The collection of packages in this repository are developed as part of the DOE IDEAS-ECP project on high-performance software development productivity. The GReMCat set of tools is part of the larger CAT-SDK collection of git and related mining and analysis software infrastructure.
The code
subdirectory includes various utilities for git repository data acquisition
and database client code with examples.
The patterns
and sandbox
directories include example analyses using git commits data,
github or gitlab issues, and developer emails. Many of these were inspired by the
short book by Plurasight on "20 patterns to watch for in your engineering team".

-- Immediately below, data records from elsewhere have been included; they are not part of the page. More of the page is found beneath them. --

PR #1292, opened 2024-01-17
ADD aw3641 driver

NW-Lab:
Hello

I made a driver for FLASH LAMP aw3641.
This is not ECMA-419 compliant. I could not find the item.
The product to use is M5Stack's FlashLamp.
https://docs.m5stack.com/en/unit/FlashLight

Thanks,

### DIFF
--- a/build/devices/esp32/targets/m5stack_core2/manifest.json
+++ b/build/devices/esp32/targets/m5stack_core2/manifest.json
@@ -12,7 +12,9 @@
 	],
 	"config": {
 		"screen": "ili9341",
-		"touch": "M5StackCoreTouch"
+		"touch": "M5StackCoreTouch",
+		"startupSound": "bflatmajor.maud",
+		"startupVibration": 600
 	},
 	"defines": {
 		"i2c": {
--- a/build/devices/esp32/targets/m5stack_core2/manifest.json
+++ b/build/devices/esp32/targets/m5stack_core2/manifest.json
@@ -12,9 +12,7 @@
 	],
 	"config": {
 		"screen": "ili9341",
-		"touch": "M5StackCoreTouch",
-		"startupSound": "bflatmajor.maud",
-		"startupVibration": 600
+		"touch": "M5StackCoreTouch"
 	},
 	"defines": {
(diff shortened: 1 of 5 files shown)


phoddie:
Thank you for the PR!

> This is not ECMA-419 compliant. I could not find the item

Thank you for considering this. While there is no ECMA-419 specification yet for the aw3641,  it could be implemented by applying the Peripheral Class Pattern as a starting point, and then adding an API to set the lamp level. Maybe even `write()` could work for that. (It is not required to do this; I'm just explaining how to apply ECMA-419 style for a new device.)

The one concern I have with the implementation is the long synchronous delay (over 1 second in some cases). That will block the entire device, which isn't ideal for JavaScript. I sketched out a small modification to the implementation to use a timer instead of a delay. What do you think of this idea?

```js
class AW3641 extends Digital {
    #timer;

	constructor(options = {}) {
		super({
			pin: options.pin,
            mode: Digital.Output
		});
	}
    flash(value){
        if (this.#timer) {
                this.#timer.next = value;	// wait until previous setting is complete
                return;
        }

        for(let i=0;i<value;i++){
            super.write(0);
            super.write(1);
        }
	
       let delay = 0;
        if((value>0)&&(value<9)) delay = 220;
        if((value>8)&&(value<17)) delay = 1300;
        this.#timer = Timer.set(() => {
			super.write(0);

			const next = this.#timer.next;
			this.#timer = undefined;
			if (undefined !== next)
				this.flash(next);
        }, delay);
   }
}
```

You can take a look at the notebooks to explore the data and the current mining functionality. Some of them have been made available through Google Colab, so you don't have to install anything locally to try them out.
In order to access the database containing project information, you also need to have
a MySQL client library installed on your system before installing the requirements with pip
.
This requires that you install the mysql client library on your system first (mysql_config
should be in your path). On
Ubuntu 20.04 or later, for example, you can accomplish this with sudo apt install python3.9-dev libmysqlclient-dev
. On MacOS, you can use brew install mysql-client
.
Next, create a new python3 environment in which GremCat will be installed and used; complete instructions can be found here. For example:
python3 -m venv env-gremcat
source ./env-gremcat/bin/activate
Once you have created and activated the environment, you can install prerequisites with
pip install -r requirements.txt
Note that this set of tools is still under very active development, so at any point
some functionality may not work as expected. The basic requirements are Python 3.9 or newer and the pip
package manager.
If you wish to run the notebooks locally, you need to have jupyter (pip install jupyter
)
or jupyter-lab (pip install jupyterlab
),
and you also must install the ideas-uo python packages first
(or, instead of installing, you can simply add the full path to ideas-uo/src
to your PYTHONPATH
environment variable).
To install the package
locally, use the pip install -e .
command in the top-level project directory.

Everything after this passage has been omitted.